A regularidade é fundamental para este tipo de atividade, por isto é importante que a constância seja definida pelo professor e comunicada as alunos. Contar para eles qual é o dia da semana em que irá ocorrer, marcar em um calendário ou quadro de rotina as datas e horários, ajuda os alunos a se organizarem no tempo e projetar idéias.
 

Diferente das situações propostas pelo professor, na oficina de percurso são os alunos que pensam nas propostas, a modalidade e materiais que precisam para concretizar suas idéias.
 

Objetivos 
A oficina de percurso é uma estratégia fundamental para a construção e desenvolvimento do processo criador. 

Ano 
1º. ao 5º. ano
 

Tempo estimado 
Atividade permanente
 

Materiais necessários 
Meios: Os meios podem ser secos e aquosos. 

Secos: giz de cera, giz pastel, lápis de cor, lápis grafite, giz de lousa, caneta hidrocor. 

Aquosos: guache, anilina, nanquim, tintas de terra e outros pigmentos naturais. 

Suportes: papel (para ser utilizado como suporte e retalhos para recorte e colagem), papelão, tecido, madeira, lixa, revistas, jornais.
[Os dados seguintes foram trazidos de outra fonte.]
PR #1209, opened 2024-08-04
Don't touch groups with -Z root.

marenamat:
In single-user namespaces, calling initgroups() is forbidden. This enables tcpdump to be compiled with forced privilege separation while keeping the ability to actually run in an isolated environment where the privilege separation is already done by other means.

### DIFF
--- a/tcpdump.c
+++ b/tcpdump.c
@@ -724,7 +724,10 @@ droproot(const char *username, const char *chroot_dir)
 				fprintf(stderr, "dropped privs to %s\n", username);
 		}
 #else
-		if (initgroups(pw->pw_name, pw->pw_gid) != 0 ||
+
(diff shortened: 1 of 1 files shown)


marenamat:
`unshare -nUfr tcpdump -Z root`

This command actually makes no sense to be run isolated but it reproduces the issue.

```
$ unshare -nUfr tcpdump -Z root
tcpdump: Couldn't change to 'root' uid=0 gid=0: Operation not permitted
$ unshare -nUfr ~/tcpdump/tcpdump -Z root
requested to not drop privs
tcpdump: verbose output suppressed, use -v[v]... for full protocol decode
…
```

The actual use case is to simulate routing between several virtual pseudomachines. It is all possible to be run by an unprivileged user but tcpdump built with default privilege separation refuses to work there because it's forbidden to call `setgroups` inside these not-even-containers.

Normalmente os suportes são retangulares, eles podem ser alterados e oferecidos em diversidade de tamanho, forma, cor, textura, gramatura. As esculturas também podem ter suportes diferentes, tais como papelão em diferentes formatos e cores, madeira, sucata. 

Para produção tridimensional: o trabalho tridimensional pode acontecer segundo dois princípios - modelagem e construção. Para a modelagem, alguns materiais possíveis são a argila, o papel, o algodão, o arame. Já para a construção a madeira e a sucata.
 

Ferramentas: pincéis, rolo, tesoura, palitos, martelo, esponjas, escova de dente, furador, grampeador, etc. 

Elementos de ligação e outros: cola, fita crepe, durex, fios, barbante, grampos de papel, prego. 

Elementos da natureza: terra, folhas, flores, sementes, pedras, cascas de árvores, galhos. 

Desenvolvimento das atividades 
Aula 1 
- Organize uma bancada com materiais variados para que os alunos façam escolhas do que desejam realizar. 

Para que as escolhas aconteçam de maneira autônoma, é necessário que os materiais oferecidos sejam conhecidos, que tenham sido utilizados em situações de propostas. Desta maneira, os alunos poderão aprofundar suas pesquisas em relação aos meios, suportes e ferramentas, de acordo com seu desejo, desenvolvendo pesquisas pessoais.
 

- Selecionar materiais de pelo menos duas modalidades
– desenho e colagem, por exemplo 
Uma gama reduzida de meios, suportes e ferramentas pode ser selecionada segundo critérios de possibilidades de novas combinações e descobertas, favorecendo a familiarização e um movimento autônomo na criação.
 

- Organizar a primeira oficina, para que sirva como referencia para as seguintes
 
Uma estrutura fixa pode ser organizada aos pouco e de modo compartilhado entre alunos e professor.
 

Professor e alunos podem pensar juntos:
 
- Quais os materiais poderão estar disponíveis?
 
- Como ficarão dispostos?
 
- Como as carteiras podem ser reorganizadas?
 
- Os bancos do pátio podem servir de bancadas?
 

Ver imagens de ateliês pode ajudar na concepção do espaço e organização dos materiais O professor vai orientando para que os materiais sejam organizados por tipos.
 

Assim, neste primeiro contato com a oficina de percurso, um longo tempo precisa ser dedicado à apresentação da atividade, mas os alunos também precisam experimentar o que significa estar em oficina, por isto é importante reservar pelo menos meia hora para a realização de trabalhos pessoais. Solicitar que conforme forem finalizando os trabalhos, pendurar em varal para que possam ser apreciados posteriormente.
 

É importante orientar para que peçam apoio dos colegas durante a produção, e se necessário, do professor.
 

O professor deve observar os alunos durante toda a atividade, fazendo intervenções individuais, conforme identifique a necessidade. Estas intervenções podem ser para dar apoio técnico, para conhecer mais o processo de cada um, para indicar caminhos e debater sobre idéias.
 

Aula 2 
Apreciar os trabalhos realizados na oficina anterior pode ser um bom encaminhamento para a continuidade do processo iniciado. 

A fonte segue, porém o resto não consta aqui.